Government entities face litigation from citizens on grounds including administrative law challenges (judicial review), human rights claims, public procurement disputes, and negligence in service delivery. Each significant claim should be assessed individually: probability of adverse outcome based on legal advice, expected damages under the applicable legal framework (which may differ from private law damages), and legal costs. Government entities often face large volumes of similar claims (e.g., benefit overpayment disputes) where the expected value method is appropriate.
Are pension obligations provisions under IAS 37 for government?
No. Pension obligations for government employees are typically within the scope of IAS 19 Employee Benefits (or IPSAS 39 for public sector entities), not IAS 37. IAS 19 provides specific measurement requirements for defined benefit pension obligations including actuarial valuations, discount rates, and remeasurement through other comprehensive income. However, early retirement provisions as part of a restructuring programme — where employees are offered enhanced pensions to leave — may have components under both IAS 19 and IAS 37.
How should government environmental remediation provisions be measured?
Government environmental provisions for contaminated public land should follow the same IAS 37 measurement principles as private sector entities: best estimate of remediation cost based on specialist environmental assessments, discounted to present value for long-term programmes. Government entities may have access to lower discount rates reflecting sovereign borrowing costs. The provision should reflect the entity's specific legal obligation to remediate — this may arise from environmental legislation, court orders, or published government remediation commitments that create constructive obligations.
What additional disclosure requirements apply to government provisions?

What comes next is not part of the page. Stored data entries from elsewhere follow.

PR #469, opened 2018-11-12
Topic publishing requirements

benthorner:
https://trello.com/c/7AGwIoeJ/395-ensure-a-user-selects-at-least-one-topic-before-publishing

This ensures we warn the user if they do not select a topic before publishing; the warning turns into an error if they try to publish (or submit for 2i review), or a fatal error if the Publishing API is down.

Doing this work was made easier following a couple of refactorings to the [code for publishing requirements](https://github.com/alphagov/content-publisher/commit/1f8a5b2fb32011f373ff33f5c5351046614389de) and the [code for topics](https://github.com/alphagov/content-publisher/commit/73bf844bfab119b1d6fefa8f45a33f80744edb4a); please set the linked commits.


app/models/document.rb
```diff
@@ -59,4 +59,8 @@ def user_facing_state
   def title_or_fallback
     title.presence || I18n.t!("documents.untitled_document")
   end
+
+  def topics
+    DocumentTopics.new(self)
```
kevindew: Since this isn't memo'd doesn't this mean we do a HTTP request each time you call this method?

app/models/topic.rb
```diff
@@ -0,0 +1,37 @@
...
+    find(TopicIndex::GOVUK_HOMEPAGE_CONTENT_ID)
+  end
+
+  def self.find(topic_content_id)
+    TopicIndex.new.index[topic_content_id]
+  end
+
+  attr_reader :title, :child_content_ids, :legacy_topic_content_ids, :parent_content_id, :content_id
+
+  def initialize(**params)
```
kevindew: Do we need a double splat here?

app/services/publishing_requirements.rb
```diff
@@ -1,41 +1,46 @@
...
     end
 
     messages
   end
+
+private
+
+  def check_contents(field)
+    return [] if document.contents[field.id].present?
+    [{ text: I18n.t!("publishing_requirements.no_content_#{field.id}"), href: "#content" }]
```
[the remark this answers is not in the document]
benthorner: I believe we actually want to keep them on summary; if we sent them to another screen, it would be unclear how they get there manually.

app/models/document.rb
benthorner: I don't think so - the memoisation is on the specific methods of the DocumentTopics class, which I now notice I didn't add yet (was postponing it to the final commit). Thanks for spotting :-).

app/models/topic.rb
benthorner: Oops again - changed tack as I wrote the method. Fixed.

benthorner:
@kevindew I know what you mean about the models thing. I wanted to do something better than shove them in services, but I don't mind adding to that bit of creeping debt if that sits better with you. Alternatively, the author of the article seems to be keen on `app/models/something/topics_stuff`, but that doesn't feel very intuitive to me. Definitely not a fan of lib as it's hard to use code in there.

app/services/publishing_requirements.rb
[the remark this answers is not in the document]
kevindew: We'll handle this outside of this PR.

app/models/document.rb
kevindew: You'd still get a new instance of DocumentTopics though so that wouldn't have access to the memoisation of the previous one?

kevindew:
@benthorner Lets have a chat about the class model pattern and consequences. Feels like something easier to discuss than through github comments.

app/models/document.rb
benthorner: Oops again - fixed!

benthorner:
@kevindew I did a bit more thinking and came up with a new commit when you've got a moment...

app/models/document_topics.rb
```diff
@@ -0,0 +1,45 @@
...
+
+  def self.find_by_document(document)
+    publishing_api = GdsApi.publishing_api_v2
+    links = publishing_api.get_links(document.content_id)
+    topic_content_ids = links.dig("links", "taxons").to_a
+
+    new(
+      document: document,
+      version: links["version"],
+      topics: topic_content_ids.map(&Topic.method(:find)),
```
kevindew: Sorry to be a pain with late comments.

One thing that doesn't sit happy with me and this implementation is that we call this class method on `Topic` and then that creates a new instance of `TopicIndexService` which itself goes off and makes HTTP requests (or loads data from a cache). This seems inefficient when an instance of TopicIndexService could hold this data in memory. 

I'd be suggesting that when we create a DocumentTopics we pass around a TopicIndexService (or something along those lines) so this data can be stored. What do you think?

benthorner: I'm not really sure what the problem is - the TopicIndexService deals with caching, so there's no need to bother other classes with the same issue?

kevindew: Maybe I didn't explain well.

So if we had one instance of TopicIndexService that stored the tree in memory and was passed around, we'd only ever have to do one one look up of the taxonomy tree. 

As this implementation stands each time we create a Topic we need to retrieve the data from cache all pull the request. Which means:

1) In dev - since you have no cache HTTP requests each time
2) with a file system cache - you have to read from file system each time this is used rather than memory
3) with a redis or memcache server - a HTTP request each cache hit

Normally this wouldn't be the sort of thing that'd be a concern as maybe you hit a cache once or twice in a request duration but here we have loops of things doing this.

I'm probably on the verge of premature optimisation but it just sits weird with me and feels more like a candidate for dependency resolution. Does that make sense?

benthorner: Ah, I understand what you mean now, and can see we were operating under different assumptions. In particular, the Rails FileStore does [have an in-memory cache](https://github.com/rails/rails/blob/master/activesupport/lib/active_support/cache/file_store.rb#L15).

But I see what you mean that a Topic could be more conscious of the service it's relying on, but at the expense of passing it around everywhere, which I think is what lead you on to dependency resolution.

My original thought was that the TopicIndexService is acting like a 'bare metal' adapter for a topic, but this has made me think that really I'm treating it more like a TopicIndex model. It's a similar compromise between doing stuff in Ruby vs. SQL.

Without making the code more complicated, I think the best solution to this would be to download the topics index so that it can truly be a model, which makes the overhead of requesting all the data negligible - kind of the same as the original sync/async discussion we had about taxonomy. While the caching is sufficient, I think we're OK for now.

Does that address your concern (at least in principle)?

benthorner:
@kevindew I think I've fixed the efficiency problem in development now, while trying to keep the interface simple - the caching of the TopicIndexService at the document level avoids the injection from ballooning across the app.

Government entities face heightened transparency expectations. In addition to IAS 37.84-92 disclosure requirements, public sector accountability frameworks typically require additional information about the nature and cause of the obligation, the uncertainty around timing and amount, and the expected source of funding. Government audit bodies may publish commentary on provision adequacy in their reports to parliament. Contingent liabilities are particularly important for government disclosure because of the public interest in understanding potential exposures that could affect future public finances.